One way to determine whether a work is copyrighted is by searching the U.S. Copyright Office’s online database of copyright registrations. Works that have known titles, like a novel, movie or television show, are typically easier to search on the database than works that have no known titles, like images.

For images, a way to determine whether a work appearing without a notice is copyrighted is by doing a reverse Google Images search. The search results may reveal the source of the image, which can then be used to determine if the work is available for use.

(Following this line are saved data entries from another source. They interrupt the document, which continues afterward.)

PR #1397, opened 2021-07-22
Fix Elasticsearch service name for Managed clusters

vberezny:
This PR closes https://tigera.atlassian.net/browse/SAAS-1617.

### DIFF
--- a/pkg/render/logstorage.go
+++ b/pkg/render/logstorage.go
@@ -65,6 +65,7 @@ const (
 
 	ElasticsearchName                     = "tigera-secure"
 	ElasticsearchServiceName              = "tigera-secure-es-http"
+	ESGatewayServiceName                  = "tigera-secure-es-gateway-http"
 	ElasticsearchSecureSettingsSecretName = "tigera-elasticsearch-secure-settings"
 	ElasticsearchOperatorUserSecret       = "tigera-ee-operator-elasticsearch-access"
 	ElasticsearchAdminUserSecret          = "tigera-secure-es-elastic-user"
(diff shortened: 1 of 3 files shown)


pkg/render/logstorage.go
```diff
@@ -450,20 +451,6 @@ func (es elasticsearchComponent) elasticsearchExternalService() *corev1.Service
...
-			Name:      KibanaServiceName,
-			Namespace: KibanaNamespace,
-		},
-		Spec: corev1.ServiceSpec{
-			Type:         corev1.ServiceTypeExternalName,
-			ExternalName: fmt.Sprintf("%s.%s.svc.%s", GuardianServiceName, GuardianNamespace, es.clusterDomain),
-		},
-	}
-}
-
```
stevegaossou, line 466: So this function is dead code and this is just to clean it up now, right?

pkg/render/logstorage.go
```diff
@@ -450,20 +451,6 @@ func (es elasticsearchComponent) elasticsearchExternalService() *corev1.Service
 	}
 }
 
-func (es elasticsearchComponent) kibanaExternalService() *corev1.Service {
```
vberezny, line 453: This should have been removed earlier as well since it is no longer used given that Managed clusters don't have any components configured to hit this service.

stevegaossou (commented):
LGTM, but you'll need to get a Tigera operator dev team member to approve.

stevegaossou:
@vberezny looks like the build failed.

pkg/render/logstorage.go
vberezny: Yeah exactly

Brian-McM (approved):

pkg/render/logstorage.go
```diff
@@ -440,7 +441,7 @@ func (es elasticsearchComponent) elasticsearchExternalService() *corev1.Service
 	return &corev1.Service{
 		TypeMeta: metav1.TypeMeta{Kind: "Service", APIVersion: "v1"},
 		ObjectMeta: metav1.ObjectMeta{
-			Name:      ElasticsearchServiceName,
+			Name:      ESGatewayServiceName,
```
Brian-McM, line 444: I don't really like that there's a reference in the Elasticsearch component specifically for the gateway here, but I think it might be more of a hassle to change this now. I guess when we refactor the logstorage render components we can tackle this, maybe separating the external service (and possibly any other managed cluster specific components) into their own component.

Brian-McM (approved):

PR #1399, opened 2021-07-22
Remove BYO Elasticsearch cert code cruft

vberezny:
This PR closes https://tigera.atlassian.net/browse/SAAS-1586.


Brian-McM:
Just to double check this is just taking away BYO for elasticsearch, but are we still allowing BYO for the gateway itself?

vberezny:
> Just to double check this is just taking away BYO for elasticsearch, but are we still allowing BYO for the gateway itself?

Yeah that's correct, BYO for gateway only with the possibility of phasing that out in the future.

Brian-McM (approved):

PR #1404, opened 2021-07-23
Extract packet capture as a service

asincu:
## Description

PacketCapture will be exposed as its own service and deployment.
Rendering these new resources will be triggered by the API server
installation resource. The Api server controller will create a new
namespace, service account, service, cluster role, clusterrolebinding,
and deployment. The service will be accesible via HTTPS. Generating
certificates will be done either via certificate management init
container or by providing a certificate in new added secret.

## For PR author

- [ ] Tests for change.

## For PR reviewers

- [ ] Appropriate labels:

### DIFF
--- a/pkg/controller/apiserver/apiserver_controller.go
+++ b/pkg/controller/apiserver/apiserver_controller.go
@@ -19,6 +19,8 @@ import (
 	"fmt"
 	"time"
 
+	"github.com/tigera/operator/pkg/dns"
+
 	v1 "k8s.io/api/core/v1"
 	"k8s.io/apimachinery/pkg/api/errors"
 	"k8s.io/apimachinery/pkg/runtime"
@@ -120,6 +122,10 @@ func add(mgr manager.Manager, r *ReconcileAPIServer) error {
 		return fmt.Errorf("apiserver-controller failed to watch the Secret resource: %v", err)
 	}
 	if err = utils.AddSecretsWatch(c, "tigera-apiserver-certs", rmeta.OperatorNamespace()); err != nil {
+		return fmt.Errorf("apiserver-controller failed to watch the Secret resource: %v", err)
+	}
+
+	if err = utils.AddSecretsWatch(c, render.PacketCaptureCertSecret, rmeta.OperatorNamespace()); err != nil {
 		return fmt.Errorf("apiserver-controller failed to watch the Secret resource: %v", err)
 	}
 
@@ -284,6 +290,7 @@ func (r *ReconcileAPIServer) Reconcile(ctx context.Context, request reconcile.Re
 
 	// Render the desired objects from the CRD and create or update them.
 	reqLogger.V(3).Info("rendering components")
+	var components []render.Component
 	component, err := render.APIServer(k8sapi.Endpoint, network, false, managementCluster, managementClusterConnection, amazon, tlsSecret, pullSecrets, r.provider == operatorv1.ProviderOpenShift,
 		tunnelCASecret, r.clusterDomain)
 	if err != nil {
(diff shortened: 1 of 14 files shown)


tmjd:
A couple notes from reading the description:
* Does packet capture depend on any other resource existing (like IDS or Compliance)? If it does then I think this service should be deployed based on them, if not then the API Server is probably the correct resource to trigger on. (Is there any concern for a minimal, networking and apiserver, install? I don't think there would be.)
* For the certificates you don't seem to include the auto-generated certificates that we do for all our certificates currently. Was that on purpose because I think we need to keep that default certificate behavior until we have something better.

asincu:
@tmjd It does not rely on either IDS or Compliance, not is is related to those features in any way. This service is part of a default installation of Calico Enterprise. I first tried to tie the controller with the Installation CR, but after talking with @caseydavenport that seemed too aggressive. 

```
For the certificates you don't seem to include the auto-generated certificates that we do for all our certificates currently. Was that on purpose because I think we need to keep that default certificate behavior until we have something better.
```
I am not sure I follow this statement. I added support to generate certificates via CSR (we configure an init csr container that generates certificates) and also offering users the possibility to replace the certficates with their own (until we deprecate this from our product, I think we still need to support it). What other auto-generated certificate do we currently support ? If I missed something, please point me to an example of how we are doing that.

tmjd:
@asincu and I chatted and my concerns are resolved.

pkg/render/packetcapture_api_test.go
```diff
@@ -0,0 +1,373 @@
...
+					Name:  "PACKETCAPTURE_API_OIDC_AUTH_ISSUER",
+					Value: "https://127.0.0.1/dex",
+				},
+				{
+					Name:  "PACKETCAPTURE_API_OIDC_AUTH_JWKSURL",
+					Value: "https://tigera-dex.tigera-dex.svc.cluster.local:5556/dex/keys",
+				},
+				{
+					Name:  "PACKETCAPTURE_API_OIDC_AUTH_CLIENT_ID",
+					Value: "tigera-manager",
```
asincu, line 144: @rene-dekker Is this value correct ? This seem what is being generated for a default dex installation.

pkg/controller/apiserver/apiserver_controller.go
```diff
@@ -284,25 +290,78 @@ func (r *ReconcileAPIServer) Reconcile(ctx context.Context, request reconcile.Re
...
+		}
+
+		keyValidatorConfig, err := utils.GetKeyValidatorConfig(ctx, r.client, authenticationCR, r.clusterDomain)
+		if err != nil {
+			log.Error(err, "Failed to process the authentication CR.")
+			r.status.SetDegraded("Failed to process the authentication CR.", err.Error())
+			return reconcile.Result{}, err
+		}
+
+		var pc = render.PacketCaptureAPI(pullSecrets, r.provider == operatorv1.ProviderOpenShift, network, keyValidatorConfig, serverCertSecret, r.clusterDomain)
```
Brian-McM, line 349: I'm not sure that this should be managed by the apiserver controller. What the reasoning that it should be handled by the apiserver controller and not it's own? 

The biggest red flag for me is that it's not even in the same namespace as the apiserver, so what does it have to do with it?

pkg/render/packet_capture_api.go
```diff
@@ -0,0 +1,340 @@
+// Copyright (c) 2019-2020 Tigera, Inc. All rights reserved.
```
Brian-McM, line 1: Copyright needs updating.

pkg/render/packet_capture_api.go
```diff
@@ -0,0 +1,340 @@
...
+// See the License for the specific language governing permissions and
+// limitations under the License.
+
+package render
+
+import (
+	"fmt"
+	"strings"
+
+	"github.com/tigera/operator/pkg/dns"
```
Brian-McM, line 21: nit but could you please keep the operator imports together.

pkg/controller/apiserver/apiserver_controller.go
asincu: I do not think we want to introduce a new installation CR for this. This service should be part of the default installation of Calico Enterprise.  Creating PacketCaptures is part of the default installation. The service that allows you to download capture files should also be part of the default installation. We will also have a default UI integration which needs this service to be present.

pkg/render/packet_capture_api.go
asincu: Sure, will do. I normally run a `make fix` on the PR. Are we using different rules for imports in operator ?

pkg/render/packetcapture_api_test.go
rene-dekker: Yes, that is right

rene-dekker: See: https://github.com/tigera/operator/blob/fb4e8f655c0676b1f6f47076dcf7cefd0ff3650c/pkg/render/dex.go#L44

pkg/controller/clusterconnection/clusterconnection_controller.go
```diff
@@ -165,20 +170,38 @@ func (r *ReconcileConnection) Reconcile(ctx context.Context, request reconcile.R
 	tunnelSecret := &corev1.Secret{}
 	err = r.Client.Get(ctx, types.NamespacedName{Name: render.GuardianSecretName, Namespace: rmeta.OperatorNamespace()}, tunnelSecret)
 	if err != nil {
-		r.status.SetDegraded("Error copying secrets to the guardian namespace", err.Error())
+		r.status.SetDegraded("Error retrieving secrets to the guardian namespace", err.Error())
```
rene-dekker, line 173: retrieving ... from

pkg/render/manager.go
```diff
@@ -783,12 +755,10 @@ func managerClusterRole(managementCluster, managedCluster, openshift bool) *rbac
 		)
 	}
 
-	if !managedCluster {
+	if managementCluster {
```
rene-dekker, line 758: Just a double check; Standalone cluster do not need this, but management does?

pkg/render/packetcapture_api_test.go
rene-dekker: Please use the convenience method. If something is missing, you can either add it or rectify in the other repo.
```
func (d *dexKeyValidatorConfig) RequiredEnv(prefix string) []corev1.EnvVar {
	return []corev1.EnvVar{
		{Name: fmt.Sprintf("%sDEX_ENABLED", prefix), Value: strconv.FormatBool(true)},
		{Name: fmt.Sprintf("%sDEX_ISSUER", prefix), Value: fmt.Sprintf("%s/dex", d.ManagerURI())},
		{Name: fmt.Sprintf("%sDEX_URL", prefix), Value: fmt.Sprintf("https://tigera-dex.tigera-dex.svc.%s:5556/", d.clusterDomain)},
		{Name: fmt.Sprintf("%sDEX_JWKS_URL", prefix), Value: fmt.Sprintf(jwksURI, d.clusterDomain)},
		{Name: fmt.Sprintf("%sDEX_CLIENT_ID", prefix), Value: DexClientId},
		{Name: fmt.Sprintf("%sDEX_USERNAME_CLAIM", prefix), Value: d.UsernameClaim()},
		{Name: fmt.Sprintf("%sDEX_GROUPS_CLAIM", prefix), Value: defaultGroupsClaim},
		{Name: fmt.Sprintf("%sDEX_USERNAME_PREFIX", prefix), Value: d.authentication.Spec.UsernamePrefix},
		{Name: fmt.Sprintf("%sDEX_GROUPS_PREFIX", prefix), Value: d.authentication.Spec.GroupsPrefix},
	}
}
```

pkg/controller/apiserver/apiserver_controller.go
```diff
@@ -284,25 +290,78 @@ func (r *ReconcileAPIServer) Reconcile(ctx context.Context, request reconcile.Re
...
+		if network.CertificateManagement == nil {
+			serverCertSecret, err = utils.ValidateCertPair(r.client,
+				rmeta.OperatorNamespace(),
+				render.PacketCaptureCertSecret,
+				v1.TLSPrivateKeyKey,
+				v1.TLSCertKey,
+			)
+			if err != nil {
+				log.Error(err, fmt.Sprintf("failed to retrieve / validate %s", render.PacketCaptureCertSecret))
+				r.status.SetDegraded(fmt.Sprintf("failed to retrieve / validate  %s", render.PacketCaptureCertSecret), err.Error())
```
Brian-McM, line 315: Nit, but this is a user facing message so please capitalise the first let of the sentence.

pkg/controller/apiserver/apiserver_controller.go
```diff
@@ -284,25 +290,78 @@ func (r *ReconcileAPIServer) Reconcile(ctx context.Context, request reconcile.Re
...
 	if err != nil {
 		log.Error(err, "Error rendering APIServer")
 		r.status.SetDegraded("Error rendering APIServer", err.Error())
 		return reconcile.Result{}, err
 	}
+	components = append(components, component)
+
+	if variant == operatorv1.TigeraSecureEnterprise {
+
+		var serverCertSecret *v1.Secret
```
Brian-McM, line 305: could you please prepend this variable with "packetCapture" just so it's clear this is specifically for the packet capture component.

pkg/render/fluentd.go
```diff
@@ -395,8 +395,8 @@ func (c *fluentdComponent) packetCaptureApiRoleBinding() *rbacv1.RoleBinding {
 		Subjects: []rbacv1.Subject{
 			{
 				Kind:      "ServiceAccount",
-				Name:      ManagerServiceAccount,
```
Brian-McM, line 398: Just to double check, this was only here because the packet capture was originally attached to the manager right?

pkg/render/guardian.go
```diff
@@ -1,4 +1,4 @@
-// Copyright (c) 2020 Tigera, Inc. All rights reserved.
```
Brian-McM, line 1: Does guardian have defaults for the certificate location and service name hard coded?

Brian-McM (approved):
Couple of nits / a question about if guardian has default configuration for the packet capture api name / the certificate secret, but otherwise look good.

pkg/render/fluentd.go
asincu: Yes, that is correct.

pkg/render/guardian.go
asincu: Yes, they are `https://tigera-packetcapture.tigera-packetcapture.svc.cluster.local` and `/certs/packetcapture/tls.crt`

Because of the unreliability in determining whether a work is subject to copyright, the safest approach is to use works that are no longer under copyright protection or that have been dedicated to the public domain.

These types of works may be used by others without any restrictions. To date, works that published in the U.S. in 1926 or before are no longer subject to copyright and are freely available for all to use. For a list of some notable works that are no longer subject to copyright work, see the Public Domain Day Archives.

A work that was first published after 1926 may also be used without any restrictions if the copyright owner intentionally dedicated to the public domain. Such works typically include a notice, like, “CC0” — also known as Creative Commons Zero — or “This work is dedicated to the public domain.”

Obtain a license to use a copyrighted work and carefully review the terms of use.

For a copyrighted work, obtaining a license from the copyright owner — typically the person or entity listed in a copyright notice, or the person or entity listed as the “claimant” in a copyright registration — to use the work can be a helpful first step to avoiding a copyright infringement claim.

However, as AWF itself shows, having a license may not be a defense against a claim of copyright infringement if the terms of use outlined in the license are not followed.

Notably, works that are subject to Creative Commons licenses, which generally grant the public permission to use a copyrighted work, are not necessarily free to use without any restriction.

Only the Creative Commons Zero license has no restrictions on use, while all other Creative Commons licenses require at least that credit be given to the creator of the original work.

Some Creative Commons licenses also restrict uses of a work to noncommercial purposes only — e.g., “CC BY-NC-ND.”

Others permit using a work in its original, unmodified form — e.g., “CC BY-ND.” Similarly, some websites that promote themselves as having free-to-use images, like MorgueFile, FreeImages and Pixabay, have restrictions on how images on their sites may be used.

Document the genesis of a work.

Independent creation — i.e., not copying another’s work — is a complete defense to copyright infringement.

Therefore, maintaining a chronological record of the genesis of a work, including dated drafts, sketches and renderings can be helpful evidence to support the affirmative defense of independent creation.